▸ REQUIRED ACTION:
After finding the line with "how this works." in the data below, set down exactly each line through the one with "### LINKED ISSUE #171: Locally", inclusive, and stop there.

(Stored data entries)
[Start of section]

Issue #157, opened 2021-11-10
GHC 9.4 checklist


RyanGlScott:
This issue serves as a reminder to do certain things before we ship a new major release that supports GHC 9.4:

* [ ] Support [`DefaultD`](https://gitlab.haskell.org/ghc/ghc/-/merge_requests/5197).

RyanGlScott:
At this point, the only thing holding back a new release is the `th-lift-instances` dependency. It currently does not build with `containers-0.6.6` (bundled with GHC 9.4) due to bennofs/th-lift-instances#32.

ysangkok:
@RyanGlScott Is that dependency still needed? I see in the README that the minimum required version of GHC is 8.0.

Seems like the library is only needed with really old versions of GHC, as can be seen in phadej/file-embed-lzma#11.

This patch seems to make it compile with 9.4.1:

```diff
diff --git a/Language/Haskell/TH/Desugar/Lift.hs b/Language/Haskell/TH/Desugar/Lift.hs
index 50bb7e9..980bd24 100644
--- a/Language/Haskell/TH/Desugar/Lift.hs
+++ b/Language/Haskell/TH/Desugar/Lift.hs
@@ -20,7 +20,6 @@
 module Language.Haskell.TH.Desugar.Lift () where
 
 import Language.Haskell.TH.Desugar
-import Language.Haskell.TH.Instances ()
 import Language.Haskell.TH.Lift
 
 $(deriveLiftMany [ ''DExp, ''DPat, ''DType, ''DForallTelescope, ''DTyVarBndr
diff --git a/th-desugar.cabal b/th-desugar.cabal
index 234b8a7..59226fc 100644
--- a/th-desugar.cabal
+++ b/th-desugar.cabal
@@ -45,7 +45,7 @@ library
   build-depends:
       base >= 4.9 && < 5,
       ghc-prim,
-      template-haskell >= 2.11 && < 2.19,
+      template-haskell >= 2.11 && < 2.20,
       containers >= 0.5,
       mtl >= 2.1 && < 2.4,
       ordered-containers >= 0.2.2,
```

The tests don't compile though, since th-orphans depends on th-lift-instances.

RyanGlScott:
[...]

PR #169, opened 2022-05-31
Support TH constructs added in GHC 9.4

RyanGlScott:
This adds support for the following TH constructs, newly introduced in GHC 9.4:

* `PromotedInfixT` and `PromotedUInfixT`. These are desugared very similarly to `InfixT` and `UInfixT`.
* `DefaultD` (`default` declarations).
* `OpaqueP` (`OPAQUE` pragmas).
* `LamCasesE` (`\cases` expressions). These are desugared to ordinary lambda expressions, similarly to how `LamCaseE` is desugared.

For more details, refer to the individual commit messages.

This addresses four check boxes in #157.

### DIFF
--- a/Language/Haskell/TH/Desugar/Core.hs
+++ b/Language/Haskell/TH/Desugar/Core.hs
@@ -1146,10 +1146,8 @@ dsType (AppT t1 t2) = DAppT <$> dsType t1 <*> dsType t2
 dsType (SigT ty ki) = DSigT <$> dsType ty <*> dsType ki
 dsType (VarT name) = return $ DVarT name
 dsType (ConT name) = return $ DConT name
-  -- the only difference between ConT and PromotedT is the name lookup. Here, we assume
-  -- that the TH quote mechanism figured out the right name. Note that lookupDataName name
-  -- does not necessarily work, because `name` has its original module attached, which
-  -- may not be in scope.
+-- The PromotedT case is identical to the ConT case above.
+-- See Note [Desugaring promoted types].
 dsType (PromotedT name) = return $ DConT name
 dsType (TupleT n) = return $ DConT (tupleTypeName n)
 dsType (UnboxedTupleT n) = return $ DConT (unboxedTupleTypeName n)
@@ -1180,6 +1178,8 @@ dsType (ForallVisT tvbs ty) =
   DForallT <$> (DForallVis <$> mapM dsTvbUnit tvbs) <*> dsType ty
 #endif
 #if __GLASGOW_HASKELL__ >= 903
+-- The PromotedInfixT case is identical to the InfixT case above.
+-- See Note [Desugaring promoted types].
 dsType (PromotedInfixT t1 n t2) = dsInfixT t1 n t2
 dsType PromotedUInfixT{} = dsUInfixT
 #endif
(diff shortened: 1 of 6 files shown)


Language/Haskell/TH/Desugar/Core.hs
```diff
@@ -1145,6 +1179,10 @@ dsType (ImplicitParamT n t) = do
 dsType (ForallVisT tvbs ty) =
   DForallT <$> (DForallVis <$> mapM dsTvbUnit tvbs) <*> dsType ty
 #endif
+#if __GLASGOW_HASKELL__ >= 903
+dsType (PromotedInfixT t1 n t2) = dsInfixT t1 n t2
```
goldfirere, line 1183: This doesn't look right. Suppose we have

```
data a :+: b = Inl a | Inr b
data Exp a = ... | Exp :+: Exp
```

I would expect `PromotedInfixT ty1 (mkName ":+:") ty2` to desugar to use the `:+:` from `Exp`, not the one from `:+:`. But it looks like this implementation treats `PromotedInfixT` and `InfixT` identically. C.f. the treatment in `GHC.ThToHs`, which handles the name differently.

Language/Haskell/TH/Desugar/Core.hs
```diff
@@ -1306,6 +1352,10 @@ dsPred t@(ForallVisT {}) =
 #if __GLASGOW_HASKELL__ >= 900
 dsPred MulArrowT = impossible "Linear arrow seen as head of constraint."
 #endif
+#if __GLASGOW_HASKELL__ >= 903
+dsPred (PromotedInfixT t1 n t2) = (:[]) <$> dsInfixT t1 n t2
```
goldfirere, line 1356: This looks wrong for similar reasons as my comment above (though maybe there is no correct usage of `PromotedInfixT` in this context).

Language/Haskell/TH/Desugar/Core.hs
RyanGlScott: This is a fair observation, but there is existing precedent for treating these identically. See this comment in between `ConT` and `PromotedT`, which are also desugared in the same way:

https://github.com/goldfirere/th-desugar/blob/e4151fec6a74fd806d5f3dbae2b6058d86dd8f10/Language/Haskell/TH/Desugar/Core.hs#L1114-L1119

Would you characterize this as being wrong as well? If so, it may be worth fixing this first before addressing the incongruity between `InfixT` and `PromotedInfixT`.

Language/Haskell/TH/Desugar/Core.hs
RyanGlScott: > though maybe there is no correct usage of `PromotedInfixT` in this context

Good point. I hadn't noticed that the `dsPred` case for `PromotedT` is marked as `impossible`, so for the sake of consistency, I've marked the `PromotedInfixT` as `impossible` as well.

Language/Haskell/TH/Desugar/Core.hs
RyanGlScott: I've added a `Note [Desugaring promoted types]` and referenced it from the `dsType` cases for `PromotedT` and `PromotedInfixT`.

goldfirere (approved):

[End of section]
[Start of section]

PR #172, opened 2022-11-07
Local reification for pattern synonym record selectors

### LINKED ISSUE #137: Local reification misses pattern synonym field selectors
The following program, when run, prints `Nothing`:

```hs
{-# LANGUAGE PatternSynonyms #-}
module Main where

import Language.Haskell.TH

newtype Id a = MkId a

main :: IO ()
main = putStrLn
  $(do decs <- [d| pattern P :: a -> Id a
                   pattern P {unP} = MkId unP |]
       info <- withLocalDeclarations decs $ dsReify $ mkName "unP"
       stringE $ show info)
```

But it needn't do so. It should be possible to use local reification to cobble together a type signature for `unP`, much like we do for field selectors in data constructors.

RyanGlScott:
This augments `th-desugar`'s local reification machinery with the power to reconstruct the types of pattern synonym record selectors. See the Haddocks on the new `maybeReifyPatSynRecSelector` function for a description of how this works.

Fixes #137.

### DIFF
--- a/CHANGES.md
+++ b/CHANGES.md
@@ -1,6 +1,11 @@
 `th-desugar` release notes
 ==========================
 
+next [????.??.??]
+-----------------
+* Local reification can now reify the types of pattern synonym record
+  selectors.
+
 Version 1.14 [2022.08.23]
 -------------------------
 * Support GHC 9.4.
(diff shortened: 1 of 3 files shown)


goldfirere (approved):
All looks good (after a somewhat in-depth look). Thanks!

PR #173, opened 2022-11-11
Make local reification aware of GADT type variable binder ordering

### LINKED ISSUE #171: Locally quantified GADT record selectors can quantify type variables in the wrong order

[End of section]
[Start of section]

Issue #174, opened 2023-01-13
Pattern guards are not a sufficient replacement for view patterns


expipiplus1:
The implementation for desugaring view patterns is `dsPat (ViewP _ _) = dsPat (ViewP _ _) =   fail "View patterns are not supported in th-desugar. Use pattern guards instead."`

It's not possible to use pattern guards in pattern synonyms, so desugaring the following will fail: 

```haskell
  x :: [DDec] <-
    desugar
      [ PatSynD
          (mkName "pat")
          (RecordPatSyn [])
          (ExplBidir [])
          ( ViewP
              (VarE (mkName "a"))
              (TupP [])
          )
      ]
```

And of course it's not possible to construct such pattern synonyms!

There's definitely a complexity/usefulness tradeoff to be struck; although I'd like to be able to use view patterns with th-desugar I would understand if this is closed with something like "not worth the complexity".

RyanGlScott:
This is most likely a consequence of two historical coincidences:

[End of section]

▸ THE ANSWER:
This augments `th-desugar`'s local reification machinery with the power to reconstruct the types of pattern synonym record selectors. See the Haddocks on the new `maybeReifyPatSynRecSelector` function for a description of how this works.

Fixes #137.

### DIFF
--- a/CHANGES.md
+++ b/CHANGES.md
@@ -1,6 +1,11 @@
 `th-desugar` release notes
 ==========================
 
+next [????.??.??]
+-----------------
+* Local reification can now reify the types of pattern synonym record
+  selectors.
+
 Version 1.14 [2022.08.23]
 -------------------------
 * Support GHC 9.4.
(diff shortened: 1 of 3 files shown)


goldfirere (approved):
All looks good (after a somewhat in-depth look). Thanks!

PR #173, opened 2022-11-11
Make local reification aware of GADT type variable binder ordering

### LINKED ISSUE #171: Locally quantified GADT record selectors can quantify type variables in the wrong order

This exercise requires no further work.